I am open sourcing DAP under a non-commercial license. DAP stands for debtor advice program. DAP was a project at my old law firm to provide outreach to consumers being sued by debt collectors. DAP was written in Python, used an SQLite Database, interacted with an IBM mainframe and two web APIs to send information to consumers.
Note: This code has very limited application outside of a single city in the US and you won't be able to use it without special credentials, but there are segments of the code and problems we solved that others may find useful when searching. Also I wanted to show off what we did together. Kim Bradley and Carlos Ramirez assisted me with this project. Kim helped with match detection, logging, and debugging. Carlos helped with SQLite and API interactions.
Debt collection firms buy debt from credit card companies, hospitals, or retail outlets for pennies on the dollar and file hundreds of thousands of lawsuits against consumers to attempt to collect on them. These schemes are successful, even if only 1 in 25 consumers pay, thanks to automation and rapid scaling. See this Last Week Tonight segment on debt buyers. This segment is 100% accurate. Full disclosure: I previously worked on both sides of this phenomenon, as both a full-time creditor right's attorney and later as a public interest debtors attorney.
Consumers might not be aware of their legal rights when faced with a debt collection lawsuit, even relatively minor ones. Debt trolls rely on this. Being served by the sheriff can be scary. In my experience many consumers ignore these suits out of fear they could be jailed, which doesn't happen, but it is a very common belief. Also many consumers are so mired in debt, with no clear way out, they become depressed and ignore the lawsuits, hoping to deal with it later.

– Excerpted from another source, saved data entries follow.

Issue #4249, opened 2023-08-08
Remove OTel-specific bits needed in tracing


klauco:
We want to provide enrichment and redaction capabilities for tracing, but at the same time we don't want to depend directly on OpenTelemetry-dotnet. Therefore, we should keep abstractions and core helper methods in dotnet/extensions and provide the glue code, connecting this functionality with OTel processors etc in opentelemetry-dotnet-contrib.

xakep139:
Already implemented abstractions are in https://github.com/open-telemetry/opentelemetry-dotnet-contrib/tree/main/src/OpenTelemetry.Extensions.Enrichment

RussKie:
Is there anything left outstanding?

xakep139:
@dariusclay needs to check whether sampling has to be moved to abstractions or not

dariusclay:
We don't have any real high level abstractions for tracing or sampling yet. The options and validator, which was used in our implementation of `DynamicSampler` could move in `Microsoft.Extensions.Telemetry.Abstractions`, but by themselves do not provide much value and not sure how useful it would be. What do you think folks?

dariusclay:
We'll keep ITraceEnricher, all other bits will go into Otel.

xakep139:
@dariusclay, I remember @evgenyfedorov2 initially added telemetry abstractions in OTel as abstract classes for easier future extension. Should we follow the same strategy here?

dariusclay:
@xakep139 I started this conversation with the team, and yes we feel it's best to have the same here. I'll open a new issue for it.

PR #4304, opened 2023-08-17
Remove OTel-specific bits

### LINKED ISSUE #4052: Distinguish OpenTelemetry dependent functionality
We should be clear what functionality works only with OpenTelemetry and either document it clearly or physically separate it in unique namespaces and assemblies. Today I see references in these assemblies:

https://github.com/dotnet/extensions/blob/7b7deb411dd0ceadcff22106ada65874a3b9adbc/src/Libraries/Microsoft.Extensions.Http.Telemetry/Microsoft.Extensions.Http.Telemetry.csproj#L42
https://github.com/dotnet/extensions/blob/7b7deb411dd0ceadcff22106ada65874a3b9adbc/src/Libraries/Microsoft.AspNetCore.Telemetry/Microsoft.AspNetCore.Telemetry.csproj#L35
https://github.com/dotnet/extensions/blob/7b7deb411dd0ceadcff22106ada65874a3b9adbc/src/Libraries/Microsoft.Extensions.Telemetry/Microsoft.Extensions.Telemetry.csproj#L37

I assume documentation will be less disruptive than refactoring, and I wouldn't object to it, but I do think it comes with some consequences:
1. Some dependency sensitive developers may avoid all functionality in these assemblies, even if the specific type or scenario they are interested never runs any OTel code.
2. Because of (1) there is now a tradeoff that needs to be considered when adding any new non-OTel specific functionality to the assembly. Implicitly in my head, these assemblies are currently 'OTel extension assemblies' and not 'general purpose telemetry assemblies'.
3. There is always a little extra risk of misuse/confusion if naming doesn't make the dependency obvious.

xakep139:
This resolves #4052
Related to #4249

###### Microsoft Reviewers: [Open in CodeFlow](https://portal.fabricbot.ms/api/codeflow?pullrequest=https://github.com/dotnet/extensions/pull/4304)


THIRD-PARTY-NOTICES.TXT
```diff
@@ -9,6 +9,8 @@ bring it to our attention. Post an issue or email us:
 The attached notices are provided for information only.
 
 
+TODO: Should we keep this notice?
```
xakep139, line 12: @joperezr @RussKie what do you think folks? There's references to OTel left at all.

src/Libraries/Microsoft.Extensions.Telemetry/Tracing.Sampling/SamplingOptions.cs
```diff
@@ -11,22 +11,28 @@ namespace Microsoft.Extensions.Telemetry.Tracing;
 public class SamplingOptions
```
xakep139, line 11: @dariusclay FYI, I decided to keep sampling for now, since I wasn't sure about its future.

THIRD-PARTY-NOTICES.TXT
RussKie: Good catch. No, it's no longer required if we don't have OTel code.

xakep139: I'll remove it then

geeknoid (approved):

THIRD-PARTY-NOTICES.TXT
xakep139: Done

RussKie (approved):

No single consumer or consumer rights lawyer has the resources to fight these debt trolls. I thought DAP might help even the playing field by providing information and a path forward for clients. The initial run was a series of solicitation letters with basic information about bankruptcy. The plan was to expand these to informational booklets. The letters we sent had to fully comply with the Georgia Rules of Professional Conduct for legal solicitation, as well as Federal regulations affecting bankruptcy firms.
We did hope a few recipients of these letters would go on to hire us as clients. This actually turned out to be a bad way to reach clients with creditor issues though. Turns out these clients do not open mail from law firms. But this approach may have applications worth exploring in family and criminal law.

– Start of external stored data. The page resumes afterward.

PR #4309, opened 2023-08-18
Correct redaction of Array.Empty<char>() and new char[0]

### LINKED ISSUE #4308: Breaking change in Redactor implementation
Calling `ToString()` here looks like a breaking change from the previous behaviour:
https://github.com/dotnet/extensions/blob/c8e34c57199a2e5e3864649f3bd16258b88ff67e/src/Libraries/Microsoft.Extensions.Compliance.Abstractions/Redaction/Redactor.cs#L184

Possible here as well?
https://github.com/dotnet/extensions/blob/c8e34c57199a2e5e3864649f3bd16258b88ff67e/src/Libraries/Microsoft.Extensions.Compliance.Abstractions/Redaction/Redactor.cs#L143

The change was introduced in https://github.com/dotnet/r9/pull/384.

The change manifests itself in Achs_Encrypting_Redactor_Does_Nothing_When_Source_Is_Empty tests. The callsite is:
```cs
var written = redactor.Redact(Array.Empty<char>(), buffer);
```
The current implementation doesn't receive an empty string (as one would expect) but a string `System.Char[]`:
image

image

The original implementation would receive the empty string. This change is very subtle and impossible to guard against in the consumer code.

Here's a repro:
```cs
    [Fact]
    public static void ArrayEmptyOfchar_Redacted_correctly()
    {
        var buffer = new char[5];

        var r = new PassthroughRedactor();
        var written = r.Redact(Array.Empty<char>(), buffer);

        Assert.Equal(0, written);

        foreach (var item in buffer)
        {
            Assert.Equal('\0', item);
        }
    }
```

RussKie:
Fixes #4308

###### Microsoft Reviewers: [Open in CodeFlow](https://portal.fabricbot.ms/api/codeflow?pullrequest=https://github.com/dotnet/extensions/pull/4309)

### DIFF
--- a/src/Libraries/Microsoft.Extensions.Compliance.Abstractions/Redaction/Redactor.cs
+++ b/src/Libraries/Microsoft.Extensions.Compliance.Abstractions/Redaction/Redactor.cs
@@ -32,7 +32,7 @@ public abstract class Redactor
             return string.Empty;
         }
 
-        var length = GetRedactedLength(source);
+        int length = GetRedactedLength(source);
 
 #if NETCOREAPP3_1_OR_GREATER
         unsafe
@@ -115,12 +115,12 @@ public abstract class Redactor
 
             // Stryker disable all : Cannot kill the mutant because the only difference is allocating buffer on stack or renting it.
             // Null forgiving operator: The null case is checked with default equality comparer, but compiler doesn't understand it.
-            if (((ISpanFormattable)value).TryFormat(buffer, out var written, format.AsSpan(), provider))
+            if (((ISpanFormattable)value).TryFormat(buffer, out int written, format.AsSpan(), provider))
             {
                 // Stryker enable all : Cannot kill the mutant because the only difference is allocating buffer on stack or renting it.
 
                 var formatted = buffer.Slice(0, written);
-                var length = GetRedactedLength(formatted);
+                int length = GetRedactedLength(formatted);
 
                 unsafe
                 {
@@ -138,6 +138,16 @@ public abstract class Redactor
         if (value is IFormattable)
         {
             return Redact(((IFormattable)value).ToString(format, provider));
+        }
+
+        if (value is char[])
+        {
+            // An attempt to call value.ToString() on a char[] will produce a string "System.Char[]" and all redaction will be attempted on it,
+            // instead of the provided array. This will lead to incorrectly allocated buffers.
+            //
+            // NB: not using pattern matching as it is recognized by the JIT and since this is a generic type, the JIT ends up generating code
+            // without any of those conditional statements being present. But this only happens when not using pattern matching.
+            return Redact(((char[])(object)value).AsSpan());
         }
 
         return Redact(value?.ToString());
@@ -166,7 +176,7 @@ public abstract class Redactor
             Span<char> buffer = stackalloc char[MaximumStackAllocation];
 
             // Stryker disable all : Cannot kill the mutant because the only difference is allocating buffer on stack or renting it.
-            if (((ISpanFormattable)value).TryFormat(buffer, out var written, format.AsSpan(), provider))
+            if (((ISpanFormattable)value).TryFormat(buffer, out int written, format.AsSpan(), provider))
             {
                 // Stryker enable all : Cannot kill the mutant because the only difference is allocating buffer on stack or renting it.
                 var formatted = buffer.Slice(0, written);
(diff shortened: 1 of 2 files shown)


src/Libraries/Microsoft.Extensions.Compliance.Abstractions/Redaction/Redactor.cs
```diff
@@ -181,6 +186,11 @@ public int Redact<T>(T value, Span<char> destination, string? format = null, IFo
             return Redact(((IFormattable)value).ToString(format, provider), destination);
         }
 
+        if (value is char[] arrayOfChar)
```
geeknoid, line 189: I'm not sure whether this is semantically correct behavior. Why should a char array have special treatment over any other kind of array?

I think the test passing an empty array of char may need to be fixed instead.

RussKie: Because the redactor works with sequence of chars or strings represented as `ReadOnlySpan<char>`:
https://github.com/dotnet/extensions/blob/c8e34c57199a2e5e3864649f3bd16258b88ff67e/src/Libraries/Microsoft.Extensions.Compliance.Abstractions/Redaction/Redactor.cs#L28C26-L28C44

Converting an array of char to a string is a wasteful allocation because at the next steps the new string is converted back to a span. 
https://github.com/dotnet/extensions/blob/c8e34c57199a2e5e3864649f3bd16258b88ff67e/src/Libraries/Microsoft.Extensions.Compliance.Abstractions/Redaction/Redactor.cs#L94

Besides, when a user passes `Array.Empty<char>` or `new char[0]`, the user expects the work to be performed on essentially the empty sequence, and not on the string `System.Char[]`.

geeknoid: The real issue is the overload resolution. The test is passing a char[] and that's binding to the generic version of the call instead of binding to the overload that takes a ReadOnlySpan. We didn't use to have a generic version of the call, so the test would bind to the ReadOnlySpan overload and things worked.

geeknoid (commented):
We may want to rename Redact<T> to RedactObject<T> to avoid the overload resolution problem.

Looking at this code, I'm also wondering why we don't have other TryRedact overloads to mirror the Redact overloads. Seems like an oversight...

@rafal-mz thought?

test/Libraries/Microsoft.Extensions.Compliance.Abstractions.Tests/Redaction/RedactorTest.cs
```diff
@@ -31,38 +31,38 @@ public static void Redaction_Extensions_Return_Zero_On_Null_Input_Value()
     [InlineData(10000)]
     public static void User_Can_Get_String_From_IRedactor_Using_Extension_Method_With_Different_Input_Length(int length)
     {
-        var data = new string('*', length);
+        string data = new string('*', length);
```
rafal-mz, line 34: why this change?

src/Libraries/Microsoft.Extensions.Compliance.Abstractions/Redaction/Redactor.cs
rafal-mz: Probably this usage is niche, I am not sure if we need this optimization. I don't think it is wrong though, we already have typechecks for iformattable, and it looks the same IMO.

rafal-mz (approved):

src/Libraries/Microsoft.Extensions.Compliance.Abstractions/Redaction/Redactor.cs
geeknoid: OK, then let's keep it.

@RussKie, please update the code to not use pattern matching and use the same pattern as the if checks for IFormattable and ISpanFormattable above. This pattern is recognized by the JIT and since this is a generic type, the JIT ends up generating code without any of those conditional statements being present. But this only happens when not using pattern matching.

Also, the same change needs to be applied to TryRedact<T>.

RussKie: We can't directly cast, and have to do it via an `object` cast
image
image

test/Libraries/Microsoft.Extensions.Compliance.Abstractions.Tests/Redaction/RedactorTest.cs
RussKie: In many .NET repos we don't use `var` for integral types and when the type isn't obvious, see https://github.com/dotnet/runtime/blob/main/docs/coding-guidelines/coding-style.md points 10 and 11. 
I rolled back this specific one.

RussKie:
Ready for another round of review.

RussKie:
Thank you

What DAP does is scan a local county IBM mainframe, in this case a specific county in Georgia, for new cases filed since the last scan. It must do this across 4 separate courts and narrow down to civil cases. There are several quirks the application has to adapt for. For instance, foreclosures on vehicles left at the impound lot were styled LOT v. VIN which broke our name parsing algorithm.
The mainframe is accessed via a 3270 virtualized connection (py3270) and DAP interacts with the virtual mainframe terminal, scanning text by it's X:Y coordinate on the screen and sending text/[enter] through a virtual keyboard. In the initial step DAP scans the mainframe periodically based on last known case numbers, detects each new case, logs the data to a file, and then moves on.

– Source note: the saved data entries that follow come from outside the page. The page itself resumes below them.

PR #4317, opened 2023-08-20
Simplify redaction logic a bit.

geeknoid:
- In LoggerMessageState, the redacted tag array is now grown in concert with the classified tag array. This makes it so if the new generated code is called using a legacy logger, the generated formatting function will never hit an "array out of bounds" exception.

- Remove some useless exception handling logic in the extended logger. This was a holdover from when the redaction logic was more complicated.

###### Microsoft Reviewers: [Open in CodeFlow](https://portal.fabricbot.ms/api/codeflow?pullrequest=https://github.com/dotnet/extensions/pull/4317)

### DIFF
--- a/src/Libraries/Microsoft.Extensions.Telemetry/Logging/ExtendedLogger.cs
+++ b/src/Libraries/Microsoft.Extensions.Telemetry/Logging/ExtendedLogger.cs
@@ -188,36 +188,24 @@ internal sealed partial class ExtendedLogger : ILogger
         var loggers = MessageLoggers;
         var config = _factory.Config;
 
-        List<Exception>? exceptions = null;
-
         // redact
         JustInTimeRedactor? jitRedactors = null;
         for (int i = 0; i < msgState.NumClassifiedTags; i++)
         {
-            try
+            ref var cp = ref msgState.ClassifiedTagArray[i];
+            if (cp.Value != null)
             {
-                ref var cp = ref msgState.ClassifiedTagArray[i];
-                if (cp.Value != null)
-                {
-                    var jr = JustInTimeRedactor.Get();
-                    jr.Value = cp.Value;
-                    jr.Redactor = config.GetRedactor(cp.Classification);
-                    jr.Next = jitRedactors;
-                    jitRedactors = jr;
+                var jr = JustInTimeRedactor.Get();
+                jr.Value = cp.Value;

On the next pass cases are filtered for known debt collectors, from a list stored in the database that can be easily updated. On the next pass the the debtor's information is cross-referenced against a known public database, in this case Pipl, to verify their contact information. On the next pass the debtors are mailed a custom letter sent from Lob regarding their legal rights from a template populated by DAP. Then, finally, the data is extensively logged for compliance purposes.
Because Pipl provides e-mail addresses, the plan was to send potential clients an e-mail via ClickSend. This is permissible under the CAN-SPAM Act and under the Georgia Rules of Professional Responsibility provided we offered an unsubscribe option and the e-mails complied with the provisions for written solicitations. We did never fully implemented this feature. We also planed a Facebook messaging outreach feature but were severely limited by Facebook's API.
DAP maintains an extensive logging system so that every almost every single interaction is recorded with as much data as possible for compliance auditing purposes. Every single decision was made with ensuring compliance with the Georgia Rules for Professional Conduct covering solicitation and other applicable Federal regulations.
DAP was intended to be modular and resilient, in that each step of processing can pick up where it last left off and if there is a failure in any step the other steps can continue. DAP also attempts to implement an object oriented programming approach on Python. Both of these were goals and we did not get all the way there but it was a valuable exercise in those areas.
In order to open source this, we used BFG to remove meta-data from the commit history.